DOI: 10.69105/BYCS.2024.12.2.4
Jacinto Bátiz Cantera es licenciado y doctor en Medicina y Cirugía, especialista universitario en Cuidados Paliativos y experto en Ética médica. Desarrolló principalmente su labor asistencial en la
unidad de cuidados paliativos del Hospital San Juan de Dios de Santurce (Vizcaya) y en la actualidad dirige el Instituto «Para cuidar mejor» del mismo hospital. Miembro de la comisión de deontología del Colegio de Médicos de Vizcaya y del Observatorio Atención médica al final de la vida de la Organización médica colegial de España. Docente universitario y en numerosas actividades docentes relacionadas con los cuidados al final de la vida. Autor de múltiples artículos y libros sobre el proceso de morir en entornos compasivos, respetuosos con la dignidad personal.
Estimado doctor Bátiz:
1) Las ciencias de la salud, representan la esencia de la actitud ética de ayudar al que lo precisa para mejorar su salud. ¿Podría señalar campos asistenciales actuales donde se refleje con más potencia esa alma mater?
No siempre se puede mejorar la salud de las personas, no siempre se puede curar las enfermedades que padecen las personas, pero por eso no debemos abandonarlas, diciendo «ya no hay nada que hacer». Este abandono es una falta ética para el profesional de la medicina; siempre se puede hacer algo para ayudar a no sufrir a quienes la ciencia médica no ha podido prevenir ni curar su enfermedad.
Sin duda hay campos asistenciales donde es necesario hacer algo más que mejorar su salud. Por ejemplo:
- Aquellas personas que se encuentran padeciendo enfermedades incurables en fases avanzadas o ya en fases terminales.
- Las personas mayores que tiene dificultades de visión, de audición, de comprensión, deterioro cognitivo, y dificultades de movilidad.

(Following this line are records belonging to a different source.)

Issue #1524, opened 2026-09-13
Feature request: unified review navigator with independent layout and grouping


tekumara:
## Motivation

The current review navigator spreads related functionality across 3 overlapping surfaces: Tree, Git status, and Commits. I'd like to bring them into one cohesive, ergonomic surface: the unified review navigator.

This would make navigation less confusing and remove the need to switch modes to access complementary information. File layout and change grouping should be independent choices, rather than competing navigation modes.

## Proposed behaviour

Replace the separate navigation modes with one review navigator containing 2 independent controls:

| Control | Options | Behaviour |
| --- | --- | --- |
| File layout | Flat / Tree | Display files as a flat list or an expandable directory hierarchy |
| Grouping | All / By Git status | Display all changes together or separate them by Git status |

Changing one control should not change the other. All 4 combinations should be supported.

### Grouping by Git status

Show collapsible sections in this order:

- Staged — changes in the index
- Unstaged — working-tree changes not staged
- Committed — individual commits in the selected review range

The Committed section is the key distinction: show each commit as an expandable row, rather than flattening committed work into one file list. Each row shows its commit subject and aggregate additions/deletions.

Expanding a commit reveals the files it changed. Selecting one of those files should show its diff for that commit, not the combined branch diff.

```text
Staged
  files

Unstaged
  files

Committed
  commit subject
    files changed by this commit
  commit subject
    files changed by this commit
```

All file collections, including those inside commits, should respect the selected Flat or Tree layout.

### Showing all changes together

Show one combined set of changed files for the selected review scope, without status sections or individual commit rows. The Flat/Tree control should still work.

## File presentation and layout

- in Flat layout, show the filename first and the parent directory as secondary text
- in Tree layout, use expandable directories with compact, consistent indentation
- show each file's change status and additions/deletions in stable trailing columns
- show aggregate diff totals on status groups and commits, with directory totals where useful
- suppress redundant totals on single-child directories
- omit explicit file and commit counts

Keep the existing base-reference selector above the 2 compact segmented controls. Keep this toolbar fixed while the changes below it scroll. Allow the control groups to stack when the panel becomes too narrow.

Long commit subjects should wrap without overlapping the statistics or following rows. Align the disclosure control and statistics with the first text line.

## Scope

This request combines the navigation capabilities of Tree, Git status, and Commits. It does not require additional top-level tabs, a commit-message input, or changes to staging and commit workflows.

## Prototype

[...]

PR #1526, opened 2026-09-13
feat(review): unified review navigator with independent layout and grouping

backnotprop:
Implements #1524.

The review's left panel is now one surface instead of three competing modes.

## The model

Under the existing worktree / diff-type / base-reference pickers sit two **independent** segmented controls:

| Control | Options | What it decides |
| --- | --- | --- |
| **File layout** | `Flat` / `Tree` | how a list of files is drawn |
| **Grouping** | `All` / `By Git status` | which lists exist |

All four combinations render, and changing one never changes the other. The toolbar (base picker, both controls, the utility row) stays fixed while the list scrolls, and the two control groups stack once the resizable panel gets narrow.

**Layout.** `Flat` leads with the filename and carries the directory as quiet secondary text that absorbs truncation first; `Tree` nests expandable directories with per-directory totals, single-child folder chains merged, and totals suppressed on a folder whose only child is a file. Folders are expanded unless explicitly collapsed, so a refreshed diff that introduces a directory needs no re-seeding pass. Every file collection goes through one renderer — the combined All set, Staged, Unstaged, and the files inside a commit — so the layout applies uniformly.

**Grouping = All** lists the active diff's files, no sections. **Grouping = By Git status** renders **Staged** / **Unstaged** / **Committed**, each header carrying its aggregate `+/-`. Untracked files fold into Unstaged and keep their `U` letter. **Committed** is one expandable row per commit in the review range over the same first-parent walk and `In <base>` boundary the retired Commits rail used — HEAD badge on the subject line, author + avatar + relative time + short sha on a quiet second line, `Show more` paging at the end, long subjects wrapping without running into the stats. Expanding a commit lists the files **that commit** changed.

**Selection carries a scope**, not just a path: `{ scope: {kind:'working'} | {kind:'commit',sha}, path }`. Picking a file inside a commit row switches the diff to `commit:<sha>` (vs its first parent) and focuses that file; picking any Staged / Unstaged / All row restores the session's working diff. There is no mode to enter or leave — the old `preCommitDiffRef` "exit the Commits view" detour is gone, replaced by a `workingSet` snapshot App takes on every applied non-commit diff (files + sections + diff type + base). That snapshot is also what keeps Staged/Unstaged describing the working tree while a commit's diff is on screen.

One path with both committed and uncommitted work legitimately appears twice — under Unstaged with its working-tree delta, and inside each commit with that commit's delta. The counts differ by design, so the highlight and the viewed mark key on the **pair**: `viewedFiles` stays the working scope's (draft-persisted, unchanged) and commit rows get their own session-scoped `commitViewedFiles`.

## Server change (both runtimes)

- `listCommitHistory` now sums a `--numstat` pass riding the same `git log`, so every commit row carries its own `additions` / `deletions` without an extra walk.
- New `GET /api/commit-files?sha=<bare hex>` returns `{ sha, files: [{ path, oldPath?, status, additions, deletions, binary }] }`, fetched lazily when a row is expanded and cached for the session. It uses the same ref pair `runGitDiff` uses for `commit:<sha>` (first parent, or the empty tree for a root commit), so the list can never disagree with the patch a click on one of those rows renders. Same session gate as `/api/commits`.

Shared logic lives in `packages/shared/commit-history.ts` (vendored to Pi); the route is implemented in `packages/server/review.ts` **and** `apps/pi-extension/server/serverReview.ts`.

The pure layout/grouping helper lives in `packages/ui/utils/reviewNavigator.ts`, not `@plannotator/core`: `@plannotator/ui` pins the published core exactly and may only import subpaths that version exports (`packages/ui/scripts/package-smoke.ts` enforces it), and one helper does not justify a core publish. The existing `"./utils/*"` export already puts it on ui's public surface.

## The pinned guides.show viewer build changed — deploy on merge

`packages/core/guide-viewer-manifest.ts` is repinned (`viewer.KTNT-M2b.js` → `viewer.BZIcKvcg.js`, `viewer.B0Ro0qg9.css` → `viewer.D0niou63.css`, plus their two SRI hashes). **The new build must be uploaded to guides.show `/v1/` when this merges**, or exports pinned by this version will 404. Every grammar chunk hash is unchanged.

Why it moved: the viewer's `main.tsx` imports `@plannotator/review-editor/styles` and the shared `ThemeProvider`, and `configStore` statically imports the whole `SETTINGS` registry so it can seed defaults on every surface — so replacing the `reviewPanelView` entries with the navigator pair changes the content-hashed viewer JS, and the review stylesheet's Tailwind sources cover `packages/review-editor`, so the new components' utility classes change the viewer CSS. Unavoidable without splitting the registry.

No app-only surface leaked in: the bundle contains no `ReviewNavigator` / `NavigatorCollection` / commit-row code and no `/api/commit-files` call — only the two new cookie-key strings in the registry. `check:budgets` passes (js 396.4 KB gz of 400, css 51.1 KB gz of 64) and `check:manifest` is in sync.

## Settings migration

`reviewPanelView` (`tree | sections`) and its cookie-only `reviewPanelViewLastUsed` memo encoded one three-way mode that set layout and grouping together. They are replaced by `reviewNavigatorLayout` (`flat | tree`) and `reviewNavigatorGrouping` (`all | status`), both cookie-only.

Both **migrate the retired cookies on read and never write them back** — last-used first, then the persisted default, mapped `tree` → Tree + All and `sections` → Flat + By Git status (`commits` was session-only and has no mapping). A migrating read returns a value, so the registry's default-seeding write never fires and resolution stays pure and identical every load until the reviewer touches a control — the same shape as the `tokenHoverCards` → `tokenHoverTrigger` migration. `hasPersistedNavigatorChoice()` counts a legacy cookie as a real choice, so first-run seeding never resets an upgrading reviewer.

`openStatePinned` semantics are unchanged: `--base` / `--diff-type` still skip the first-run dialog without consuming its cookie and still persist nothing (nothing the navigator writes is a diff default, so pinning is unaffected).

## What happened to the coupling

The old rule was "Sections only renders since-base, so a classic diff default snaps the view to Tree". With grouping orthogonal:

- **`setReviewDefaultDiffType` no longer touches the panel.** No conflicted pair can exist, so `shouldRepairPanelPair` and the App-level self-heal are removed.
- **Clicking `By Git status` still asks for the composite diff**, session-only: if a classic diff is active it switches the live diff to `since-base` (exactly what the retired Git status segment did) and persists no diff default. The layout is untouched.
- **A diff with no git-status partition degrades to `All` in the render**, with the reason stated above the list, and the *selection* survives — returning to a partitionable diff restores the sections without re-picking.
- **Sessions with no git index** (PR reviews, multi-repo workspaces, jj / GitButler / Perforce) disable the `By Git status` segment with a per-mode reason in its tooltip rather than showing three empty section headers. Committed is offered only where `/api/commits` is (plain local git).

## Removed

`PanelViewToggle`, `SectionsPanel`, `CommitsPanel`, `FileTree`, `FileTreeNode`, `resolvePanelView`, `useCommitsView` (plus its HEAD auto-select and centre veil, which belonged to the retired mode), `shouldRepairPanelPair` and the self-heal effect, the `reviewPanelView` / `reviewPanelViewLastUsed` settings, and the explicit counts the issue asked to drop (`N commits`, `N more files`, the viewport-adaptive Committed truncation). `SearchFileGroup` moved out of `FileTree` into `SearchResults.tsx` unchanged. The viewed `N/M` counter survives in the fixed toolbar, outside the list.

## Known gaps

- The `PanelControlsRow` utility row (viewed counter, staged count, icons) wraps awkwardly at the 200px minimum panel width. Pre-existing and shared; not touched here.
- The Committed header totals only the commits loaded so far, so a branch with more than one page of branch-local commits under-reports until `Show more` (chosen over over-reporting the base's whole history).
- The flat layout's directory text can truncate to nothing on a very narrow panel; the filename always survives and the row `title` carries the full path.
- `/api/commit-files` results are cached per session and never invalidated — correct, since a commit's diff is immutable, but a force-push that reuses a sha within one session would serve the old list until reload.

## Test plan

- `bun run typecheck` (includes `apps/pi-extension/vendor.sh`) — clean.
- `bun test packages/shared packages/core packages/server tests apps/pi-extension` — 2404 pass, 1 skip, 0 fail.
- `DOM_TESTS=1 bun test packages/review-editor packages/ui packages/editor packages/guide-viewer` — 2189 pass, 5 fail; all five are the pre-existing order-dependent `DocBadges` / `artifactDocument` failures that pass in isolation on `main`.
- `bun run --cwd apps/review build && bun run build:hook && bun run build:opencode && bun run build:marketing` — all succeed.
- New tests: the settings migration (`packages/core/review-navigator.test.ts`, `packages/ui/config/reviewNavigatorSetting.test.ts`), the shared commit parsers and `listCommitFiles` over real temp repos (`packages/shared/commit-files.test.ts`), the endpoint in **both** runtimes (`packages/server/commit-files-endpoint.test.ts`), the pure navigator model (`packages/review-editor/utils/navigatorModel.test.ts`), and the four layout×grouping combinations, commit-scoped selection, the Committed total, and the non-git gating in the DOM (`packages/review-editor/components/ReviewNavigator.test.tsx`). Updated: `reviewSetup.test.ts`. Removed: `resolvePanelView.test.ts`, `reviewPanelViewLastUsed.test.ts`, `FileTreeNode.controls.test.tsx`, `FileTree.search-placement.test.tsx`.
- Manual: captured against a throwaway repo (2 commits ahead of a base, 2 staged, 3 unstaged, 1 untracked) in all four combinations, with an expanded commit, and at both a wide and the 200px-minimum panel width. A manual checklist for the same flows is in `tests/UI-TESTING.md`.

### Captures

Seven screenshots of that session were taken (full window + panel crop each) and are
available on request; GitHub's API cannot upload images, so they are not inline here:

1. **Flat + All** - one row per file, filename first with its directory after it, no sections.
2. **Tree + All** - the same files nested under `fakesnow` / `transforms` / `tests` with directory totals.
3. **Tree + By Git status** - `Staged +8 -2`, `Unstaged +28 -1`, `Committed +21 -2`, each section's files as a tree, the two commits as rows and the `In base-main` divider below them.
4. **Flat + By Git status** - the same sections with flat rows; the layout choice survived the grouping switch and vice versa.
5. **Expanded commit** - `refactor: simplify file format tests` opened into `fakesnow/transforms/file_format.py +4` and `tests/test_file_format.py +5 -2`, which are that commit's numbers, not the branch's.
6. **Wide panel** - the two control groups sharing one row.
7. **200px panel** - the control groups stacked, filenames ellipsized inside their column, and the second commit's subject wrapping with `+12` still on its first line.


backnotprop:
Closing after evaluating it in the browser next to the current panel. The proposal ends up as more control surface for the same information, and the one genuinely new piece (commits expandable inside the Git status view with per-commit file diffs) is small enough to land on its own if there's demand. Keeping the current Tree / Git status / Commits panel.

PR #1548, opened 2026-09-16
fix(ui): parse nested frontmatter maps and arrays of maps

### LINKED ISSUE #1485: Annotate: frontmatter card shows wrong values when the YAML has nested keys
### What happened?

I run `plannotator annotate` on [OKF](https://github.com/GoogleCloudPlatform/open-knowledge-format)-based documents before committing them. Their frontmatter holds nested provenance metadata: who generated the document, who verified it, and which sources back it. The frontmatter card at the top of the annotate view flattens that structure, so child keys from different parents end up next to each other under the wrong names.

Example document:

```yaml
---
type: Fact
title: Markdown code fences
tags:
  - markdown
  - commonmark
status: stable
generated:
  by: claude-code/claude-fable-5-1
  at: 2026-09-02T12:05:02+09:00
verified:
  - by: human:jaeyeong.yang
    at: 2026-09-02T12:11:00+09:00
sources:
  - id: commonmark-fences
    resource: https://spec.commonmark.org/0.31.2/#fenced-code-blocks
  - id: rumdl
    resource: https://github.com/rvben/rumdl
---
```

What the card shows:

Image

I expected nested mappings to stay together: `generated` as a group with its own `by` and `at`, and each `sources` or `verified` item as one entry with its fields. If nested rendering is out of scope, showing only the top-level keys and leaving the nested part as raw text would still be better than merging child keys upward.

The card is what I read to decide whether a document is ready: is `verified` filled in, by whom, when, and do the sources cover the claims. Right now it answers those questions wrongly while looking complete, so I end up scrolling to the raw YAML anyway. Any frontmatter with a sub-map such as `author:` or `params:` gets the same treatment.

Related: #43 (frontmatter card), #1101 (block scalars). Neither mentions nested keys.

### Plannotator version

plannotator 0.27.12

### OS

macOS

### Agent

Claude Code

### Where did it happen?

Annotate

FNDEVVE:
`extractFrontmatter` trimmed every line, so indented child keys (`generated:`/`by:`/`at:`, `verified:`/`sources:` arrays of maps) hoisted to the document root, where same-named keys clobbered each other and the card rendered wrong-but-complete-looking values.

The parser is now indentation-aware: nested maps stay grouped, arrays of maps group per item, and flat scalars, string arrays, block scalars (`|`/`>`), and CRLF all behave as before. `FrontmatterCard` renders nested structures recursively (flat frontmatter renders exactly as today).

Testing: `bun test packages/ui/utils/parser.test.ts` (197 pass, incl. 6 new nested-structure tests + regressions), full `bun run typecheck` clean.

Closes #1485.


backnotprop:
Merged, thanks @FNDEVVE. Two small parser additions went in on top of your branch before merge: quoted keys (`"title": "Doc"`) parse as a mapping instead of vanishing from the card, and a nested map as an array item's first key no longer swallows its siblings. Fixes #1485. Ships in the next release.

PR #1805, opened 2026-05-25
Fix accessibility region in `TextArea`.

xStrom:
This matches [the implementation in `Label`](https://github.com/linebender/xilem/blob/c24197dfd536bf6e63e234640625c156d1b850b7/masonry/src/widgets/label.rs#L626-L642).


waywardmonkeys (approved):
Feel like this could use some testing, but that probably isn't easy.

xStrom:
Yes, accessibility related coordinates could use more testing in general. There's a lot of #yolo going on.

For this fix here, I saw the discrepancy between `Label` and `TextArea` and by just looking into the methods a bit, it seemed like the `Label` approach is the correct one.

PR #1809, opened 2026-05-25
Simplify hit testing transform.

xStrom:
It's the same result but with shorter code that also makes the intent more obvious.

### DIFF
--- a/masonry_core/src/core/widget.rs
+++ b/masonry_core/src/core/widget.rs
@@ -581,7 +581,7 @@ pub fn find_widget_under_pointer<'c>(
         return None;
     }
 
-    let local_pos = ctx.window_transform().inverse() * pos;
+    let local_pos = ctx.to_local(pos);
 
     if let Some(clip) = ctx.clip_path()
         && !clip.contains(local_pos)


masonry_core/src/core/widget.rs
```diff
@@ -581,7 +581,7 @@ pub fn find_widget_under_pointer<'c>(
         return None;
     }
 
-    let local_pos = ctx.window_transform().inverse() * pos;
+    let local_pos = ctx.to_local(pos);
```
waywardmonkeys, line 584: THis adds handling the border box translation ... so not exactly the same, but more correct, right?

waywardmonkeys (approved):

masonry_core/src/core/widget.rs
xStrom: It's actually 100% the same, the old `ctx.window_transform()` also does the border-box to content-box translation, just like `ctx.to_local()`.

This core method should potentially be rewritten to do all of its checks in border-box space, instead of content-box like right now. However, that's ultimately a minor performance question and not high priority.

waywardmonkeys: > It's actually 100% the same, the old `ctx.window_transform()` also does the border-box to content-box translation, just like `ctx.to_local()`.

Oh. That's confusing.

- Personas con dificultades socio comunicativas, personas con TEA, que necesitan que les anticipemos lo que les van a hacer, necesitan un lugar para estar en calma y libre de estímulos, necesitan gran dosis de empatía de quienes les atiendan. Estas personas tienen dificultades sensoriales (auditivas, olfativas, táctiles, etc.); es preciso permitir el acompañamiento de sus personas de apego o referencia. A ellos les resulta muy difícil manejar largos periodos de espera. Hay que procurar que estos no sean prolongados.
2) Su dedicación profesional está ligada a los cuidados paliativos. Ha publicado el libro «Cuidadme así» ¿Cuál le parece una barrera mayor al pleno acceso a la atención paliativa: el tabú social del la muerte o el déficit formativo en los profesionales?
Las dos que cita son barreras para el desarrollo de los cuidados paliativos.
Respecto al tabú social de la muerte hay que tener en cuenta que si no asumimos que la muerte es una etapa natural de la vida no podremos ayudar a quienes se están muriendo.
Es necesario que incorporemos la muerte a la vida y dejar de considerar la medicina como algo que consiste solo en evitar que la gente muera. La sociedad trata de ignorar la muerte, la juzga como un fracaso y procura protegerla cada vez más, asumiendo como un triunfo la cultura de los trasplantes y la sustitución de tejidos y órganos por nuevos tejidos o prótesis artificiales.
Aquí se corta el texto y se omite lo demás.